A letter of intent is a document outlining the intentions of two or more parties to do business together; it is often non-binding unless the language in the document specifies that the companies are legally bound to the terms.

Can you decommit after signing a LOI?

After signing an LOI, it is possible to break that promise if you cannot agree on the particulars of the deal; however, it is not advisable to do so in most situations.

Can an LOI be canceled?

A Letter of Intent (LOI) can generally be terminated or rescinded, as it is typically a non-binding document. Since an LOI is not a legally binding agreement, either party may decide to terminate or rescind the LOI at any time for any reason, without penalty or legal consequence.

Can you sue over a letter of intent?

A LOI can agree that parties will agree and execute another, more comprehensive agreement later on. If the parties don't execute that later agreement, the LOI may allow an aggrieved party to sue.

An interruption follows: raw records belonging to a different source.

PR #328, opened 2026-03-12
client share accounting refinement

plebhash:
companion https://github.com/stratum-mining/stratum/pull/2114

### DIFF
--- a/integration-tests/Cargo.lock
+++ b/integration-tests/Cargo.lock
@@ -87,9 +87,9 @@ dependencies = [
 
 [[package]]
 name = "anstyle"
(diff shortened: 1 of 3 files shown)


gimballock:
For when the monitoring/metrics commits come back (via #2119): the earlier rename of `validated_shares` to `submitted_shares` in the app layer collides with the existing `shares_submitted` field on `ServerExtendedChannelInfo` (which counts shares *sent* to upstream — a different concept). Recommend keeping `validated_shares` consistently across both layers to avoid confusion in dashboards and PromQL queries.

PR #3550, opened 2023-05-22
Refactor/sprint work

rusticpenguin:
## Purpose

Prop drilling was starting to become unwieldy. And as we grow out the app we will want to keep the code more organized

## Approach

Utilizing context and providers to get rid of prop drilling. Added hooks to simplify the component's code. Moved data around so only the components that "care" about that data will have access to it

## Testing steps

Run the shopify app, verify all functionality remains unchanged


apps/ecommerce/frontend/src/components/Field/ResourceCard/ResourceCard.tsx
```diff
@@ -32,17 +31,11 @@ const ResourceCard = (props: Props) => {
   if (error) {
     return (
       <MissingResourceCard
-        index={index}
-        total={total}
-        onRemove={onRemove}
-        onMoveToBottom={onMoveToBottom}
-        onMoveToTop={onMoveToTop}
-        isLoading={isLoading}
+        {...props}
```
pkeavenycontentful, line 34: 👍

pkeavenycontentful (approved):

apps/ecommerce/frontend/src/components/Field/ResourceCard/useResourceMenuItems.tsx
```diff
@@ -0,0 +1,57 @@
...
+    if (typeof index !== 'undefined' && total && total > 1) {
+      if (index > 0 && onMoveToTop) {
+        newMenuItems.push(
+          <Menu.Item key="moveToTop" onClick={() => onMoveToTop()}>
+            Move to top
+          </Menu.Item>
+        );
+      }
+
+      if (index + 1 !== total && onMoveToBottom) {
```
ryunsong-contentful, line 32: Can't you just do ```index + 1 < total```?

Also why do we even keep a total track? Isn't the total just the menuItems array length?

apps/ecommerce/frontend/src/components/Field/Wrappers/MultipleResources.tsx
```diff
@@ -0,0 +1,58 @@
...
+    } else {
+      sdk.field.setValue([newValue]);
+    }
+  };
+
+  const handleRemove = (index: number) => {
+    const resourceArray = sdk.field.getValue();
+
+    const newValue = resourceArray.filter((obj: ExternalResourceLink, i: number) => i !== index);
+    sdk.field.setValue(newValue);
```
ryunsong-contentful, line 27: Slight inconsistency here with the single value. For a single, the remove makes this value undefined. But here, on the last item in the array, it'll just be an empty array.

Do we care about making this distinction?

ryunsong-contentful:
Overall lgtm - overall cleaner

ryunsong-contentful (approved):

How secure is a letter of intent?

Letters of intent are not a panacea for engaging a contractor on a whole project, however, and they should never be viewed as a replacement for the main contract. Communications referred to by the parties as letters of intent do not always provide clarity as to the parties' rights and obligations for the initial works.

Who signs LOI first?

Who Initiates a Letter of Intent and Who Signs it? A buyer will typically initiate a letter of intent. They may get assistance from their attorney in drafting the letter of intent. Once both the buyer and seller have come to agreement on the terms in the LOI, both the seller and the buyer will sign it.

Do you need a lawyer for an LOI?

Signing an LOI without a lawyer's review is like starting a race with your shoelaces untied—avoidable mistakes can trip you up and jeopardize your success. An experienced M&A lawyer ensures your LOI protects your interests, avoids pitfalls, and positions you for a successful transaction.

Can a LOI be broken?

Yes, it is possible to break a letter of intent. Violating an agreement could result in civil or criminal charges depending on the wording and nature of the letter itself. If one party does not adhere to the letter's conditions, the other can sue for breach of contract.

What happens after a LOI is signed?

After signing the LOI, due diligence begins in earnest. This involves a detailed examination of the seller's business, sensitive financial records, contracts, legal matters, and other relevant aspects of the deal.